Last week, the Australian state of New South Wales announced a plan to crack down on drivers using their cell phones. The state-owned transport company said it integrated image processing into street cameras to detect criminals. The AI automatically marks suspects, people confirm what's going on, and a warning letter is sent to the driver.
"It's a system that is changing culture," Deputy Police Commissioner of New South Wales, Michael Corboy, told Australian media. The police hoped that the technology would reduce the number of deaths by one third within two years.
It seems to be an admirable scheme, from top to bottom. The offense is clear, the desired result is incontestable, and there is even a human in the loop who prevents the machines from making mistakes.
Currently, AI is mainly used in the surveillance world to identify people. The horror stories from Xinjiang in China are known. Networks of face recognition cameras are used to persecute the oppressed Uighur minority in the region. In the United Kingdom, where a surveillance camera comes on ten citizens, private companies are using the technology much less to automate surveillance lists. You'll be able to spot familiar troublemakers as well as VIP customers entering a business. In the US, the Amazon team, behind the company's popular ring surveillance camera, was planning to create similar surveillance lists for individual neighborhoods, even though they eventually dropped the plans.

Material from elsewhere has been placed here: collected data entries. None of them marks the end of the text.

PR #4395, opened 2019-08-22
Iceberg-Git-thinks-Dictionary-is-a-binary-file

### LINKED ISSUE #4393: Iceberg: Git thinks Dictionary is a binary file
BIN -158 Bytes (99%) src/Collections-Unordered/Dictionary.class.st 

This means GitHub can not show Difs

jecisc:
Remove non ascii character in Dictionary.

Fixes #4393


jecisc:
This PR remove a non ascii character and I hope it will be enough to fix the problem. If after the merge it's still not enough I'll look a little more into the issue.

PR #4396, opened 2019-08-22
Improve-WeakValueDictionary

jecisc:


jecisc:
Improve WeakValueDictionary in three-way:
* Document the internal mechanism to explain why we need a wrapper around the values
* Fix bug in #at:ifPresent: (with test)
* Rename SetElement into CollectionElement since this class is used by other collections than Set


Follows https://github.com/pharo-project/pharo/pull/4384

MarcusDenker (approved):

But as the street cameras of New South Wales show, the identification of humans is just the beginning of AI surveillance: the true power – and threat – identifies actions . This means that you create cameras that not only tell you who they are, but what they do. Does this person move things? Could you steal something? Are they just staying in a way that you do not like?
This type of trait is not yet widespread, but begins to seep away in everyday use.

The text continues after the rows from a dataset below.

Issue #4394, opened 2019-08-22
Mac OS primitive broken for NetNameResolver class>>#localHostAddress


bouraqadi:
On Mac NetNameResolver class>>#localHostAddress answers 127.0.0.1 which is the loopback address instead of the actual IP address on the network. The comment of the methods states the following
```
<todo>
"On Mac the primitive is buggy and can return an empty IP address. 
Use a standard value in that case "
```

PR #4398, opened 2019-08-22
Fix for  issue #4394. Hack to be used until the VM primitive is fixed.

bouraqadi:
Fix for NetNameResolver localHostAddress on Mac

### DIFF
--- a/src/Network-Kernel/NetNameResolver.class.st
+++ b/src/Network-Kernel/NetNameResolver.class.st
@@ -166,11 +166,10 @@ NetNameResolver class >> localHostAddress [
 
 { #category : #lookups }
 NetNameResolver class >> localHostAddressHackForMac [
-
 	"This is a hack. The best solution should be done by fixing the primitive on Mac"
 	| ipString |
-	ipString := Smalltalk os resultOfCommand: 'curl ipecho.net/plain'.
-	ipString ifEmpty: [ ^self loopBackAddress ].
+	ipString := Smalltalk os resultOfCommand: 'ipconfig getifaddr en0'. 
+	ipString ifEmpty:	[^self loopBackAddress].
 	^SocketAddress fromDottedString: ipString
 
 ]
--- a/src/Network-Kernel/NetNameResolver.class.st
+++ b/src/Network-Kernel/NetNameResolver.class.st
@@ -158,10 +158,21 @@ NetNameResolver class >> localHostAddress [
 	"On Mac the primitive is buggy and can return an empty IP address. Use a standard value in that case"
 		
 	| primAddress |
-
+	Smalltalk os isMacOS ifTrue: [ ^self localHostAddressHackForMac ].
 	self initializeNetwork.
 	[ primAddress := self primLocalAddress ] on: PrimitiveFailed do: [ :err | primAddress := #[0 0 0 0] ].
 	^ (primAddress = #[0 0 0 0] ifTrue: [ #[127 0 0 1] ] ifFalse: [ primAddress ]) asSocketAddress
+]
+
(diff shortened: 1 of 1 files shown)


svenvc:
First remark: we can perfectly do HTTP in Pharo ;-)

    ZnClient new beOneShot; enforceHttpSuccess: true; get: 'http://ipecho.net/plain'.

Second remark: using a web service call to another server does not strike me as a good implementation of the system functionality 'what is my own IP address'. What if the internet is not reachable ? What if the service is down ? What about the speed ?

Furthermore, the answer seems wrong: it gives the external IP, not the internal one assigned to the machine. All computers on our internal office network will get the same answer, while they all have a different internal IP address assigned.

bouraqadi:
Thanks Sven. That's a good catch.
Any hint about how to get the internal IP?

Noury

svenvc:
This is really much more complicated than it would seem: on most machines there are multiple network interfaces (and virtual interfaces), so there is not one single answer.

The problem is also that any solution needs implementations on the 3 main platforms (macOS, windows, linux).

bouraqadi:
There seems to be a VM plugin doing the job for Linux and Windows. 
We need a solution, only for Mac.

Noury

bouraqadi:
Found this, that works on my Mac and gives me the IP string.
What do you think?

Noury

Smalltalk os resultOfCommand: 'ipconfig getifaddr en0'

svenvc:
In terms of result, on macOS, this is probably OK.

However, there can be multiple interfaces, en0 is just one name, so it won't be correct in all cases, I am afraid.

    networksetup -listallhardwareports

noha:
It is only ok when your Mac has one network interface. A few years back when there was cable and wifi wifi would have been en1 and not be found. There is usually one primary network interface and that is the one that as an IP address in the same net as the default route

astares:
Why should it work only on Mac? Do the other platform not count anymore?

We should check if we could solve it by wrapping "getifaddrs()" function using UFFI

bouraqadi:
Thanks everyone for the feedback.

Just to remind the context.
NetNameResolver localhostAddress seems to work on all platforms, except on Mac.
The comment of the method says that its a bug in the socket plugin version for Mac OS.
This is why the focus here is Mac

This is a method of NetNameResolver that answers only 1 address.
Definitely, we should consider changing the API and improving it.
But, meanwhile, it would be good to have a quick fix.
Hence my proposal.

I don't know what is the default interface on Mac OS.
I took en0.
Any hint on this?
> wrapping "getifaddrs()" function using UFFI
> 

Yes, this would be better. 
But, does it worth it to spend more time on this hack?

bouraqadi:
I did a new pull request with the same issue number.

Noury

MarcusDenker:
so this can be closed?

bouraqadi:
Hi,

This issue is closed but the commits with the fix were not merged.

Noury

Ducasse:
Hi guys

can you have a look and that we conclude?

S.

MarcusDenker:
But why keep *this* pull request open if there is another one? You clearly stated "I did a new pull request with the same issue number".

bouraqadi:
Sorry, got lost between the two. One appears under: pull requests, and the other as issue...
https://github.com/pharo-project/pharo/pull/4398 <https://github.com/pharo-project/pharo/pull/4398>
and
https://github.com/pharo-project/pharo/issues/4394 <https://github.com/pharo-project/pharo/issues/4394>

Anyway, the point is that we have a workaround for a Mac VM bug that was not integrated.

Noury

Ducasse:
Marcus we simply did not see it.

In Japan, for example, you can buy an AI surveillance camera that is claimed to automatically make shoplifters. (A feature that is functionally different from Amazon's go stores, where customers automatically use image processing to calculate the cost of items they take off the shelves.) In the US, a company develops "Google for CCTV" that lets users learn machine learning Browse the monitoring material for specific types of clothing or cars. In India, researchers have even developed software that can be loaded into drones to automatically detect struggles on the road.
Such applications are often treated with suspicion by AI experts. For example, with the drone system, researchers have pointed out that the software has questionable accuracy rates and is likely to misidentify incidents. As with other examples of algorithmic bias, experts say that feeding systems with data that addresses specific groups of people or ethnic groups is reflected in the software's findings.